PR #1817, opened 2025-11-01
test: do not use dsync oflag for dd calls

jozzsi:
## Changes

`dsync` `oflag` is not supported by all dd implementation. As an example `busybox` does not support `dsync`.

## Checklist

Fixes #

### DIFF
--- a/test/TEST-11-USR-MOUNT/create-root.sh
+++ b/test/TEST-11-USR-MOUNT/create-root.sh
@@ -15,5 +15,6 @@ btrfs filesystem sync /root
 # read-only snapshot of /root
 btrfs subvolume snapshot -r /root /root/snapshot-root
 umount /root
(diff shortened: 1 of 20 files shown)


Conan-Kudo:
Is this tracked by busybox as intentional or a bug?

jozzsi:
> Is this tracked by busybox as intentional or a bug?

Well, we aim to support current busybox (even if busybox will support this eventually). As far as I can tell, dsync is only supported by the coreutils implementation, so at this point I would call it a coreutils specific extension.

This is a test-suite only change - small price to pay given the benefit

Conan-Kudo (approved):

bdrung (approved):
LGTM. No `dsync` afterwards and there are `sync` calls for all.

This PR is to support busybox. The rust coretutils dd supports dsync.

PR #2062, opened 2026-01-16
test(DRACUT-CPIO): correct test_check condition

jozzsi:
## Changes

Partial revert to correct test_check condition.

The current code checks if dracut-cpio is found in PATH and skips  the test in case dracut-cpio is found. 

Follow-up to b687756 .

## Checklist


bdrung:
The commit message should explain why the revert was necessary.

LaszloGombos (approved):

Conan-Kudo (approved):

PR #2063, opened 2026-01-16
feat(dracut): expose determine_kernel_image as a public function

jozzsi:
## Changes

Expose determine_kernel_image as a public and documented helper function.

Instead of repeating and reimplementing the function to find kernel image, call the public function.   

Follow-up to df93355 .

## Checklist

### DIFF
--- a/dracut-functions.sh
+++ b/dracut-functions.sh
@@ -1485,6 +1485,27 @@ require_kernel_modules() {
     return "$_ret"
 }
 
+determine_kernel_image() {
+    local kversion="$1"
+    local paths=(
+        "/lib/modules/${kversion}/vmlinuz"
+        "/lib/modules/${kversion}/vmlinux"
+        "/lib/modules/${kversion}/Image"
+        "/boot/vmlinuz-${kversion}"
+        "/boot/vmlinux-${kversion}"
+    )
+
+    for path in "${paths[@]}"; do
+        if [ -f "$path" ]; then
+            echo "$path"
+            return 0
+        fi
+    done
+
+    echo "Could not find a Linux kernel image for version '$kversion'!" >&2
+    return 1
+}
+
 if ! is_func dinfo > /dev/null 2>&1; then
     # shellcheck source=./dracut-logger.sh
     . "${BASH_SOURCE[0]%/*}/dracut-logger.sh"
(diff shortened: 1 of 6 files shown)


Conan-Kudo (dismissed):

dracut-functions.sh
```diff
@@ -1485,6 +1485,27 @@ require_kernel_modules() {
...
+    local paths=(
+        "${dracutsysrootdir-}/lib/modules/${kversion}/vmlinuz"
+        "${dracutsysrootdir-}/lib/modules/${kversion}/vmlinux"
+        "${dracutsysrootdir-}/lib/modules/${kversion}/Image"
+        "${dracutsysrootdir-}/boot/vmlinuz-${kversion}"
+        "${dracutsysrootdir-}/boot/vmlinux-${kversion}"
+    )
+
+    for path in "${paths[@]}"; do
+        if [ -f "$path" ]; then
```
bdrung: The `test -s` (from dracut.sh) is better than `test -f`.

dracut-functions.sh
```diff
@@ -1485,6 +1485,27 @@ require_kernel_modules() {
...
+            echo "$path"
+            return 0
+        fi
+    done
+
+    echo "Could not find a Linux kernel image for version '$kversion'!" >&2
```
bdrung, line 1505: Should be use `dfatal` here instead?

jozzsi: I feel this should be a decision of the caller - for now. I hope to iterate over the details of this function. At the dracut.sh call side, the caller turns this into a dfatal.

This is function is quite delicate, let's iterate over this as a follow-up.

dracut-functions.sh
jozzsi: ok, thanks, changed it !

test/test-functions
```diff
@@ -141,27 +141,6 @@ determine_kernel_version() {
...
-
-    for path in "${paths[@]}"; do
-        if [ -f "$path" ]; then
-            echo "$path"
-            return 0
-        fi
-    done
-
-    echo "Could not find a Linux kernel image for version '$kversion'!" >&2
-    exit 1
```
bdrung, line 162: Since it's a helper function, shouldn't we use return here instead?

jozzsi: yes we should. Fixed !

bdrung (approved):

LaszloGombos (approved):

──────────────────────────────

— Required action —
Extract every line above containing the word "busybox".

— Answer space —
`dsync` `oflag` is not supported by all dd implementation. As an example `busybox` does not support `dsync`.
Is this tracked by busybox as intentional or a bug?
> Is this tracked by busybox as intentional or a bug?
Well, we aim to support current busybox (even if busybox will support this eventually). As far as I can tell, dsync is only supported by the coreutils implementation, so at this point I would call it a coreutils specific extension.
This PR is to support busybox. The rust coretutils dd supports dsync.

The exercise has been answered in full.